Well my 2 years of no D ended 2 weeks ago yesterday, when I was rushed to the ER with bad chest pains...been having them for a month now. No heart attack or blockages..chest X-ray was good but ER doctor put me on Toprol....I took that evil drug mainly cause I needed some relief from the chest pains and I needed my heart rate to come down. Have had a heart condition for a long time. These are meds my heart definitely needs so I thought I would risk it and try the Toprol again but at a very low dose. Within 3 days, I had one bout of D...haven't had it in 2 YEARS so I knew it was the meds. But it's also a side effect of the med as well. So I took Pepto (only 2 doses) for 3 days and got off....still taking the Toprol as I was fearing an imminent heart attack....but D came back around Day 7. That's when I knew for sure that these drugs more than likely caused my MC and that if I didn't get off them, I would get worse and maybe even develop more food sensitivities and have to go back on a healing diet. So doctor has now put me on a Calcium Channel blocker called Verapamil ..main side effect is constipation. I've been off the Pepto for 4 days now and this is Day 6 on my new med, Verapamil...if I'm gonna react to it, it will be by Day 10. D has gone and BM's are normal again...such a relief and hoping this is my miracle heart med as I have to be on something or my heart is gonna give out on me.
It has been a rough last 2 weeks but I think the storm is subsiding. No side effect from the meds and my chest/heart spasms are less and my heart rate is down. Sure my heart is thanking me right now. But oh what a wake up call. Problem is it's so hard to eat super healthy when you have MC as most of you know. But I'm lowering my sugar and carbs and may do one Juicer veggie drink a day (crossing my fingers on that one). But I nearly freaked when I had the D again...wondering if I'd woken up the monster inside me. I seemed to hopefully have dodged the bullet on this one and put that evil beast back down to sleep. Now I know for sure what caused my MC and I won't be downing betas every again. A lesson learned. But I am braver these days...tolerating a lot of food and enjoying it. I expect a set back with meds sometimes but this was a scary test as I need to take care of my heart. But I'm feeling normal in the GI department again and can now concentrate on my heart and getting it better and not having to worry about D along with it...that would have been too much for me to bear.

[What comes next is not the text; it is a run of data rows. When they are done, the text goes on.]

PR #9917, opened 2015-01-11
add clear pressed & disabled texture to UIButton

edwardzhou:
UIButton can be created with only normal image, and it will auto scale for pressed state, auto grey for disabled state. This handy feature is saving the effort for graphics-making.

But CocoStudio Editor force you provide 3 images (normal, pressed, disabled) for a button widget. I don't think it is a good design. I have raised this problem in Chinese Forum in several times since 2.0beta. unfortunately, no any improve so far.

Adding this two new workaround functions clearPressedTexture and clear DisabledTexture to UIButton, It is very useful when you have only one normal image using CocoStudio.

Usage (in lua, cpp is the same): 
-- load the scene
local ui = cc.CSLoader:createNode('SampleScene.csb')
-- get the root panel (with default name 'Panel_1' in CocoStudio)
local rootPanel = ui:getChildByName('Panel_1')
-- get the button (suppose button_1)
local button = tolua.cast(ccui.Helper:seekWidgetByName(rootPanel, 'button_1'), 'ccui.Button')
button:clearPressedTexture()
button:clearDisabledTexture()

-- another egg-pain thing for UIButton is, if u want the button disabled (grey and without touch response), you have to 
button:setEnabled(false) -- disable touch ...
button:setBright(false) -- show in grey

### DIFF
--- a/cocos/ui/UIButton.cpp
+++ b/cocos/ui/UIButton.cpp
@@ -854,6 +854,25 @@ Size Button::getNormalSize() const
     return Size(width,height);
 }
 
+void Button::clearPressedTexture()
+{
+    CCLOG("[Button::clearPressedTexture] disable pressed texture");
+    this->removeProtectedChild(_buttonClickedRenderer);
+    _buttonClickedRenderer = Scale9Sprite::create();
+    _buttonClickedRenderer->setScale9Enabled(_scale9Enabled);
+    addProtectedChild(_buttonClickedRenderer, PRESSED_RENDERER_Z, -1);
+    _pressedTextureLoaded = false;
+}
+
+void Button::clearDisabledTexture()
+{
+    this->removeProtectedChild(_buttonDisableRenderer);
+    _buttonDisableRenderer = Scale9Sprite::create();
+    _buttonDisableRenderer->setScale9Enabled(_scale9Enabled);
+    addProtectedChild(_buttonDisableRenderer, PRESSED_RENDERER_Z, -1);
+    _disabledTextureLoaded = false;
+}
+
 }
 
 NS_CC_END
--- a/cocos/ui/UIButton.h
+++ b/cocos/ui/UIButton.h
@@ -204,6 +204,9 @@ public:
      * @since v3.3
      */
     float getZoomScale()const;
+
+    void clearPressedTexture();
+    void clearDisabledTexture();
     
 CC_CONSTRUCTOR_ACCESS:
     virtual bool init() override;


zilongshanren:
@edwardzhou 
Thanks for pointing out the egg-pain issue. But AFAIK, the Studio team is working on a version to support the feature you wanted-- only normal texture is needed when creating a ui::Button.

So I think this PR is not needed.

zilongshanren:
@edwardzhou 
for 

```
-- another egg-pain thing for UIButton is, if u want the button disabled (grey and without touch response), you have to 
button:setEnabled(false) -- disable touch ...
button:setBright(false) -- show in grey
```

It is designed like this. I'm sorry this exists only for back compatible reasons. I think we should consider to change it in v4.x.

edwardzhou:
this PR is useful until CocoStudio 2.1 stable (at least on Mac). especially, those guys like me are still using 2.0.6.

in other hand. I think it also necessary for UIButton to give a chance to clear loaded pressed and disabled texture. In current design, it is one-way ticket, user unable to unload the texture once pressed or disabled texture loaded. this cause less reusability.

darkdukey:
[ci rebuild]

edwardzhou:
will this PR be merged or implementing an alternative?

zilongshanren:
@edwardzhou 
Why do you recreated the pressedTextures and disabledTextures after removing?
I guess you might want to remove the pressedTexture and the disabledTextures in ui::Button, right?

edwardzhou:
yes, but according to the current UIButton design. it requires all those 3 renderers to be initialized.

=========quote from UIButton.cpp=========

```
void Button::initRenderer()
{
    _buttonNormalRenderer = Scale9Sprite::create();
    _buttonClickedRenderer = Scale9Sprite::create();
    _buttonDisableRenderer = Scale9Sprite::create();
    _buttonClickedRenderer->setScale9Enabled(false);
    _buttonNormalRenderer->setScale9Enabled(false);
    _buttonDisableRenderer->setScale9Enabled(false);

    _titleRenderer = Label::create();
    _titleRenderer->setAnchorPoint(Vec2::ANCHOR_MIDDLE);

    addProtectedChild(_buttonNormalRenderer, NORMAL_RENDERER_Z, -1);
    addProtectedChild(_buttonClickedRenderer, PRESSED_RENDERER_Z, -1);
    addProtectedChild(_buttonDisableRenderer, DISABLED_RENDERER_Z, -1);
    addProtectedChild(_titleRenderer, TITLE_RENDERER_Z, -1);
}

void Button::setScale9Enabled(bool able)
{
    if (_scale9Enabled == able)
    {
        return;
    }

    _scale9Enabled = able;

    _buttonNormalRenderer->setScale9Enabled(_scale9Enabled);
    _buttonClickedRenderer->setScale9Enabled(_scale9Enabled);
    _buttonDisableRenderer->setScale9Enabled(_scale9Enabled);

    if (_scale9Enabled)
    {
        bool ignoreBefore = _ignoreSize;
        ignoreContentAdaptWithSize(false);
        _prevIgnoreSize = ignoreBefore;
    }
    else
    {
        ignoreContentAdaptWithSize(_prevIgnoreSize);
    }

    setCapInsetsNormalRenderer(_capInsetsNormal);
    setCapInsetsPressedRenderer(_capInsetsPressed);
    setCapInsetsDisabledRenderer(_capInsetsDisabled);

    _brightStyle = BrightStyle::NONE;
    setBright(_bright);
}    
```

======end quote=======================

So I have to create a new renderer and add it back to UIButton. or definitely nullptr access error will be raised.

zilongshanren:
@edwardzhou 
If so , I think we should add nullptr guard to these pointer access. 
But, you know, Studio will allow us to create a ui::Button only with one normal state image.

So I think your implementation is not mandatory.

N.B.  As a reminder, I think we should also modify ui::Button's implementation, we don't have to create the _buttonClickedRenderer and the _buttonDisableRenderer. We should create them as needed.

edwardzhou:
@andyque For button reusing purpose, I still prefer that UIButton can providing reset methods for pressed & disabled textures. It is also more flexible.

zilongshanren:
@edwardzhou 
But we will left some empty Scale9Sprite instances in the button class, they would be a memory waste, right?

edwardzhou:
@andyque 
first of all, base on current UIButton implementation. there some empty Scale9Sprite instances were created when the button initialized already. this patch won't increase memory usage.

secondly, according to yr previous comment, you will refactor UIButton to create Scale9Sprite instance when need. we can also refactor these 2 functions too. So, no empty Scale9Sprite instances left any more. this is the better way.

zilongshanren:
@edwardzhou 
I know your patch is good at the moment but it's not perfect.  I don't want to refactor your patch later. 
What we need to do is do it once and then everything is done.

For adding two extra API is not acceptable when the final release is nearing. More APIs means more memory, it will push the developers to remember all these dirty things. What we need is an simple and elegant way to solve problems. No extra overhead to the users and ourselves.

I hope you could understand.  
Thanks.

PR #9919, opened 2015-01-11
Lua load chunks from zip supports folder structured lua

edwardzhou:
suppose the lua files was in following structure:

folderA/sample.lua

and package with zip command as normal zip file.
Current luaLoadChunksFromZIP will load it into _G['preload'] as 'folderA/sample.lua', it will fail to be require with require('folderA.sample').

this patch will remove the extension name (.lua & .luac), and replace folder seperator ('/' '\') with '.' .
So 'folderA/sample.lua' is changed to 'folderA.sample'.


samuele3hu:
[ci rebuild]

edwardzhou:
how about this PR?

minggo:
@dualface 
Could you please take a look?

minggo:
[ci rebuild]

minggo:
[ci rebuild]

PR #9922, opened 2015-01-12
Change the order of detach and attach of TextField::upadate

zhaijialong:
I clicked a textfield, make it attached. if I click it again, it will attach, then detach. Is it right behaviour? Or the right way should be detach first, then attach. @andyque


zilongshanren:
Thanks, @joshuastray 

PR #9936, opened 2015-01-12
Integrate CocosPlayClient

WenhaiLin:


cocos/platform/android/java/src/org/cocos2dx/lib/Cocos2dxMusic.java
```diff
@@ -245,6 +247,10 @@ private MediaPlayer createMediaplayer(final String path) {
         MediaPlayer mediaPlayer = new MediaPlayer();
 
         try {
+        	CocosPlayClient.notifyFileLoaded(path);
+        	if (CocosPlayClient.isEnabled() && !CocosPlayClient.isDemo()) {
+				CocosPlayClient.updateAssets(path);
+			}
```
dumganhar: Why notify file loaded before updateAssets?

PR #9939, opened 2015-01-12
Remove cancel connection when http response 20x.

yalab:
Hi.

Almost of http success (code 20x) response has response body(JSON or XML).
The connection cancel is wrong  especially HTTP 200 I think.

Thanks.


ghost:
@yalab Yes you are right, sorry for my fault.Thank you for your pr,but we need the codes to keep consistent with other platforms so i propose another pr to fix the problem #9981

dabingnn:
@yalab could you please test the pull request #9981?

PR #9953, opened 2015-01-13
Render fix

darkdukey:
1. Merge 3D and 2D render queue into one
2. Optimize rendering by grouping opaque and transparent objects
3. Billboard, Sprite3D now supports add 2D object as children
4. Refactor Camera, make it easier to use


cocos/3d/CCSprite3D.h
```diff
@@ -148,6 +148,12 @@ class CC_DLL Sprite3D : public Node, public BlendProtocol
     /** load file and set it to meshedatas, nodedatas and materialdatas, obj file .mtl file should be at the same directory if exist */
     bool loadFromFile(const std::string& path, NodeDatas* nodedatas, MeshDatas* meshdatas,  MaterialDatas* materialdatas);
 
+    /**
+     * Visits this Sprite3D's children and draw them recursively.
+     * Note: all its children will rendered as 3D objects
+     */
+    virtual void visit(Renderer *renderer, const Mat4& parentTransform, uint32_t parentFlags);
```
minggo: add override?

cocos/renderer/CCRenderCommand.h
```diff
@@ -65,6 +65,14 @@ class CC_DLL RenderCommand
     /** set transparent flag */
     inline void setTransparent(bool isTransparent) { _isTransparent = isTransparent; }
 
+    inline bool isSkipBatching() const { return _skipBatching; }
+
+    inline void setSkipBatching(bool value) { _skipBatching = value; }
+    
+    inline bool is3D() { return _is3D; }
```
minggo: adding const?

cocos/base/CCDirector.cpp
```diff
@@ -260,7 +254,7 @@ void Director::setGLDefaultValues()
     setProjection(_projection);
 
     // set other opengl default values
-    glClearColor(_clearColor.r, _clearColor.g, _clearColor.b, _clearColor.a);
+    setClearColor(Color4F::BLACK);
```
minggo: If not cache value of clear color, then setGLDefaultValues() will override it.
And setGLDefaultValues() will be invoked every frame.

darkdukey: If that's the case, it's probably safe to remove it since it just re-apply cached color, and renderer already set default color as black.

minggo: I agree to remove it.

minggo:
[ci rebuild]

PR #9982, opened 2015-01-14
enable disable culling using macro

super626:


minggo:
Please fix conflict.

plugin
```diff
@@ -1 +1 @@
-Subproject commit 3609894790678a7a3a9e66cefe881f75534f98b0
+Subproject commit d62bf5184903f3f8b442190d477f7c8571682b7e
```
minggo: Please don't modify submodule.

tools/cocos2d-console
```diff
@@ -1 +1 @@
-Subproject commit 53130d33970b5d9b15a8f0e4c2632e352a6ade9f
+Subproject commit 9663fc53f3f93311ecef798dca5ea38a52137bb6
```
minggo: Please don't modify submodule.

I have learned so much from this forum and so grateful to have it at my disposal. Please pray for me tho that I keep tolerating this new med...I really need it! I'm assuming they will up my dose soon to get maximum benefit from it. Really want to exercise again. Thank you all for reading. I had actually forgotten what D felt like! Take care everyone!
Terri
My first flare since being diagnosed 2 years ago!
Moderators: Rosie, Stanz, Jean, CAMary, moremuscle, JFR, Dee, xet, Peggy, Matthew, Gabes-Apg, grannyh, Gloria, Mars, starfire, Polly, Joefnh
My first flare since being diagnosed 2 years ago!
Diagnosed with Lymphocytic Colitis in July, 2012 then with Celiac in November, 2012.
Hi Terri,
I'm glad that you were able to find a treatment that seems to work with both issues. It's really tough being caught between a rock and a hard place, so I hope that Verapamil continues to work well for you. Since it has worked safely for you this long, that's a good sign that it may continue to work well.
Thanks for the update, and I hope that everything continues to go well.
Tex
I'm glad that you were able to find a treatment that seems to work with both issues. It's really tough being caught between a rock and a hard place, so I hope that Verapamil continues to work well for you. Since it has worked safely for you this long, that's a good sign that it may continue to work well.
Thanks for the update, and I hope that everything continues to go well.
Tex
It is suspected that some of the hardest material known to science can be found in the skulls of GI specialists who insist that diet has nothing to do with the treatment of microscopic colitis.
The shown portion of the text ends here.